The Chimney with its beautiful coral-cup-encrusted archways are a sight to behold. Located west of the shore on Great Dog, the Chimney is said to have been Jacques Cousteau’s favorite dive site. It’s easy to see why. There is a spectacular show of color as a wide variety of fish like parrotfish, yellowtail snappers, angel fish, sergeant major and lots more congregate. Diving the Chimney has been likened to diving into a fish bowl with tropical fish of various sizes and colors. Catch some spotted rock lobsters on the other side of the narrow corridor. Explore the small boulders and canyons to find interesting marine life hiding in the crevices.

#3. The Wreck of the RMS Rhone, BVI

The RMS Rhône is probably the best dives in the BVI. This 310-foot Royal Mail Steamer was sunk in 1867 in a fierce hurricane. Most of the steamer is intact. The site is the only Marine National Park in the BVI which means it is protected enough to allow the marine life to thrive without too much influence. Barracuda, lobsters, octopus, turtles, morays and schools of various tropical fish have made a home for themselves in this hauntingly beautiful ship. Lots to see and learn.

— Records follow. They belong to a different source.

PR #142, opened 2020-06-05
Fix a few broken links in the docs

cb372:
I couldn't work out exactly why they were broken. Tried a few different
things but couldn't get it to generate the link correctly. Ended up
removing the curly braces and using a plain old Markdown link.

Also removed the "type class hierarchy" section from these pages. They
are not type classes, so the macro was generating an empty diagram.

### DIFF
--- a/arrow-core-data/src/main/kotlin/arrow/core/Either.kt
+++ b/arrow-core-data/src/main/kotlin/arrow/core/Either.kt
@@ -11,8 +11,6 @@ import kotlin.coroutines.intrinsics.suspendCoroutineUninterceptedOrReturn
 
 /**
  *
- * ank_macro_hierarchy(arrow.core.Either)
- *
  *
  * In day-to-day programming, it is fairly common to find ourselves writing functions that can fail.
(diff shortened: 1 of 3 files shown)


pakoito:
I believe we don't use relative paths at all. They're broken because the docs were reparented to other paths instead.

rachelcarmena:
> I believe we don't use relative paths at all. They're broken because the docs were reparented to other paths instead.

They are used however I think they were wrong. I'll try it asap.

rachelcarmena:
> @rachelcarmena Thanks for the review!
> 
> I considered doing what you are proposing in your suggested changes, i.e. linking to the KDoc pages. But I thought it might be better to link to the hand-written typeclass explanation pages? (I think that's what the broken links are _trying_ to link to.) I'm happy to go with whatever you prefer.

Oh, sorry, I see. In that case I think it's not possible to use `{{ }}`  because it's not considered as a link by Dokka and transforms it in a `(#)` link.

Thanks @cb372 !!! :raised_hands:

PR #143, opened 2020-06-05
Replace compile with implementation in setup guide

LordRaydenMK:
From the gradle docs:
The compile configuration still exists but should not be used as it will not offer the guarantees that the api and implementation configurations provide.

https://docs.gradle.org/current/userguide/java_library_plugin.html#sec:java_library_separation

I was replacing `compile` with `implementation` when creating a new project, after copy-pasting from the docs, and today I decided it's the last time I do it :smile:


pakoito:
LGTM. Another pair of eyes that does Android regularly? @JorgeCastilloPrz ?

PR #148, opened 2020-06-09
Fix Mapk extensions

### LINKED ISSUE #140: ["Request"] Fix Map instances generation
Having this example:

```kotlin
val m = mapOf("a" to listOf(1, 2).k(), "b" to listOf(3).k()).k()
val n = mapOf("a" to listOf(4).k(), "c" to listOf(5, 6).k()).k()
val p = MapK.semigroup<String, ListK<Int>>(ListK.semigroup()).run { m + n }
```
// Where is p -> `Map([(a, [4, 1, 2]), (b, [3]), (c, [5, 6])])` as expected(?) (doing m+n i would expect a to be 1,2,4 tho)

There are several problems that I can extract:

* Need to apply `.k()` everywhere. Because `MapK` is a `Map` and `ListK` is a `List`, we should be able to generate the semigroup instance for them too, and actually we can for List, but Map doesn't get extensions for some reason.
* Removing any `.k()` doesn't make the compilation to fail in any way but rather produces a different output because it defaults to Iterable.plus implementation from the stdlib. The output is then -> `{a=[4], b=[3], c=[5, 6]}`

aballano:
* Added `listKOf` for ListK as equivalent to List's `listOf`
  -> With this, there's no need to create normal Lists and Maps to then convert them to the wrapped version via `.k()`, but instead just create the wrapped versions directly as follows:

```
val m = mapOf("a" toT  listKOf(1, 2), "b" toT listKOf(3)) // Note that the `toT` will use an Arrow's Tuple to create a MapK
val n = mapOf("a" toT listKOf(4), "c" toT listKOf(5, 6))
val p = m.plus(ListK.semigroup(), n)
```

* Fix MapK extensions projected over stdlib Map
  -> So now there's no need to convert all maps to MapK because we can use the Map extensions as follows (note that we cannot still use `List.semigroup` tho):

```
val m = mapOf("a" to 1, "b" to 3)
val n = mapOf("a" to 5, "c" to 5)
val p = m.plus(Int.semigroup(), n)
```

Fixes #140

### DIFF
--- a/arrow-meta/src/main/java/arrow/meta/encoder/jvm/JvmMetaApi.kt
+++ b/arrow-meta/src/main/java/arrow/meta/encoder/jvm/JvmMetaApi.kt
@@ -600,7 +600,7 @@ interface JvmMetaApi : MetaApi, TypeElementEncoder, ProcessorUtils, TypeDecoder 
    * ex: SetK<A> to Set<A>
    */
   val Type.kindWrapper: Pair<TypeName, TypeName.ParameterizedType>?
-    get() = if (primaryConstructor?.parameters?.size == 1 && typeVariables.size == 1) {
+    get() = if (primaryConstructor?.parameters?.size == 1) {
       val wrappedType = primaryConstructor.parameters[0].type.asKotlin()
       when (wrappedType) {
         is TypeName.ParameterizedType -> {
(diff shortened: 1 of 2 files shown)


arrow-meta/src/main/java/arrow/meta/encoder/jvm/JvmMetaApi.kt
```diff
@@ -600,7 +600,7 @@ interface JvmMetaApi : MetaApi, TypeElementEncoder, ProcessorUtils, TypeDecoder
    * ex: SetK<A> to Set<A>
    */
   val Type.kindWrapper: Pair<TypeName, TypeName.ParameterizedType>?
-    get() = if (primaryConstructor?.parameters?.size == 1 && typeVariables.size == 1) {
+    get() = if (primaryConstructor?.parameters?.size == 1) {
```
pakoito, line 603: ez pz

aballano, line 603: @raulraja Hope this is ok tho 😅

PR #153, opened 2020-06-12
Enable incremental annotation processing

hadilq:
This PR is created after https://github.com/arrow-kt/arrow/issues/2032 issue to enable incremental annotation processing. The following is the list of assumptions and changes.

 - Update `auto-service` to `1.0-rc7` where based on https://github.com/google/auto/issues/615 must support incremental annotation processing. We may need to create a PR for https://github.com/arrow-kt/arrow to update the `GOOGLE_AUTO_SERVICE_VERSION` value,
 - Use `File` instead of `Filer` when the `packageName` contains Java keywords like `const` or `try`
 - Ignore double attempt to generate a file where throws `FilerException: Attempt to reopen a file for path ...`
 - We may need to create PRs for other Arrow projects to add `kapt.incremental.apt=true` line to `gradle.properties` files.
 - Additionally, there are some fix of indention, where just happened when I reformat working files in this PR


arrow-meta/arrow-meta-test-models/build.gradle
```diff
@@ -10,8 +10,8 @@ apply from: "$DOC_CONF"
 
 dependencies {
     compile "org.jetbrains.kotlin:kotlin-stdlib-jdk8:$KOTLIN_VERSION"
-    compileOnly "com.google.auto.service:auto-service:$GOOGLE_AUTO_SERVICE_VERSION"
-    kapt "com.google.auto.service:auto-service:$GOOGLE_AUTO_SERVICE_VERSION"
+    compileOnly "com.google.auto.service:auto-service:1.0-rc7"
+    kapt "com.google.auto.service:auto-service:1.0-rc7"
```
rachelcarmena, line 14: Thanks for this awesome PR @hadilq :raised_hands: I was thinking about this kind of changes and I think the mistake was to locate all the versions in a centralized place without filtering them.

I mean, in this case, `GOOGLE_AUTO_SERVICE_VERSION` (and `GOOGLE_COMPILE_TESTING_VERSION` as well) is just being used in this repository so I think it doesn't make sense to be placed in `arrow` repository.

So please, feel free to locate those versions in this repository and remove them from `arrow` repository. 

I think `arrow` repository should contain versions that are relevant and can impact to all the libraries. What do you think about it?

Thanks again @hadilq !!

hadilq: Thank you @rachelcarmena for your this great suggestion. I'm totally agree and you can find the changes in b8d1703 and https://github.com/arrow-kt/arrow/pull/2158

rachelcarmena: Awesome, thanks @hadilq for your contribution!!

hadilq:
Hi everyone! It took more than two weeks to review it. Please feel free to give me some feedback. Thanks :)

PR #154, opened 2020-06-16
Suspend Eval.fx implementation

aballano:
Also created FxLaws


arrow-core-test/src/main/kotlin/arrow/core/test/laws/FxLaws.kt
```diff
@@ -0,0 +1,166 @@
...
+    Law("non-suspended fx can bind immediate exceptions") { nonSuspendedCanBindImmediateException(pureGen, fxBlock) },
+    Law("suspended fx can bind immediate values") { suspendedCanBindImmediateValues(G, sfxBlock) },
+    Law("suspended fx can bind suspended values") { suspendedCanBindSuspendedValues(G, sfxBlock) },
+    Law("suspended fx can bind immediate exceptions") { suspendedCanBindImmediateExceptions(pureGen, sfxBlock) },
+    Law("suspended fx can bind suspended exceptions") { suspendedCanBindSuspendedExceptions(pureGen, sfxBlock) }
+  )
+
+  private suspend fun <F, A> nonSuspendedIsLazy(G: Gen<Kind<F, A>>, fxBlock: EagerFxBlock<F, A>) {
+    forAll(G) { f: Kind<F, A> ->
+      val effect = SideEffect()
```
aballano, line 42: @nomisRev I'm unsure if this is expected, but all new fx blocks are not lazy by default it seems. Or I'm doing smth wrong :/

nomisRev: All the data types except for Eval are eager. Which we can make eager by rewrapping in `Eval`, which is what we do now too I think? 🤔

aballano: Right, it was only eval which we made lazy + IO 👌 I'll remove this tests then and leave Eval as an special case, although it might be confusing for people who don't know which types can be lazy or not, maybe it would make sense to typealias the syntax for them to LazySyntax (similarly as EagerSyntax now)?. For example I'm thinking on SequenceK here 🤔

nomisRev: `fx` is a DSL to avoid nesting with `flatMap`, so the users should still be aware of what they're doing with the actual data types.

`SequenceK` will require `flatMap` rewrite afaik, or a multi-shot continuation solution.

arrow-core-test/src/main/kotlin/arrow/core/test/laws/FxLaws.kt
```diff
@@ -0,0 +1,166 @@
...
+      fxBlock {
+        effect.increment()
+        f.bind()
+      }
+
+      effect.counter == 0
```
nomisRev, line 48: This should be `1` for an eager block, no?

arrow-core-test/src/main/kotlin/arrow/core/test/laws/FxLaws.kt
```diff
@@ -0,0 +1,166 @@
...
+      }
+  }
+
+  private suspend fun <F, A> suspendedCanBindSuspendedValues(G: Gen<Kind<F, A>>, fxBlock: SuspendFxBlock<F, A>) {
+    G.random()
+      .take(10)
+      .forEach { f ->
+        fxBlock {
+          val res = !(suspend {
+            sleep(100)
```
nomisRev, line 106: I wrote a set of generic functions `suspended()` that allow you to lift an immediate value, or `Throwable` to a suspended value or exception without having to sleep.

https://github.com/arrow-kt/arrow-fx/blob/master/arrow-fx-coroutines/src/test/kotlin/arrow/fx/coroutines/predef-test.kt#L123

arrow-core-test/src/main/kotlin/arrow/core/test/laws/FxLaws.kt
```diff
@@ -0,0 +1,166 @@
...
+  private suspend fun <F, A> suspendedCanBindSuspendedExceptions(G: Gen<Kind<F, A>>, fxBlock: SuspendFxBlock<F, A>) {
+    Gen.bind(G, Gen.throwable(), ::Pair)
+      .random()
+      .take(10)
+      .forEach { (f, exception) ->
+        shouldThrow<Throwable> {
+          fxBlock {
+            val res = !f
+            sleep(100)
+            throw exception
```
nomisRev, line 140: Lift into `suspend` without `sleep`.

arrow-core-test/src/main/kotlin/arrow/core/test/laws/FxLaws.kt
aballano: I removed the lazy tests, basically because the suspended fx block is lazy by default, and having the non-suspend one to be lazy will cause issues with the other tests, so better leave like this I think

Issue #133, opened 2020-05-29
Figure out a name for non-suspend fx block


aballano:
Related to #117

> `fxEager`? `fxNow`? `fxJust`?

_Originally posted by @pakoito in https://github.com/arrow-kt/arrow-core/pull/124_

pakoito:
Oh thank god please yes

aballano:
I'm in favour of `fxEager` or `eagerFx`

pakoito:
fxEager for discoverability

aballano:
Seems that the [problem is solved(?)](https://github.com/arrow-kt/arrow-core/pull/160/files#diff-048837e2615e457be422388de720353fR46) 👀

Issue #117, opened 2020-05-21
Refactor existing non-suspend fx blocks


nomisRev:
The current `fx` implementation is coupled to the JVM, and this prevents Arrow-Core from becoming MPP.

The new implementation in #112 can be adjusted to work with `@RestrictSupension`, and not be coupled to the JVM.

The new implementation should also be exposed from `arrow-core-data` on the respective `companion object`.

This needs to happen for all data types that are not marked for deprecation in #114.

 - [x] `Either`
 - [x] `Validated`
 - [ ] `NonEmptyList`
 - [x] `Eval`
 - [x] `Const`
 - [ ] `Ior`

A reference PR will be linked asap.

aballano:
Leftover datatypes will be tackled in #171

PR #160, opened 2020-06-18
Suspend Const.fx implementation

aballano:
Also changes all fx blocks to match their datatype as discussed in #133

Related to #116 #117


aballano:
> We should also deprecate the old fx blocks, but we can do that separately later.

Yes, it makes sense. I think I deleted them all, so next think I'll raise a PR bringing them back and deprecating them 👌 

Do we also want to deprecate Monad.fx in the process?

Issue #115, opened 2020-05-21
Properly support `suspend` with `inline`


nomisRev:
Currently, it's hard to combine `suspend` with the data types found in `Arrow Core`.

#4. Butler Bay Wrecks, St. Croix

Located west of the Island of St Croix in the USVI, Butler Bay consist of two distinct wrecks: the 177-foot Rosa Maria and a 144-foot former oil tug-boat called Suffolk Maid. These wrecks provide a man made reef substrate with colorful coral and barrel sponges. The site is teeming with various species of fish. Regular fishes you are most likely to encounter include Mahogany snappers, Blackbar soldierfish and Creole wrasses.

There are over 75 premium dive spots in both the BVI and the USVI, no two dives are the same. The number and variety of diving spots means that there is something suitable for anyone whether they are a novice or seasoned diver.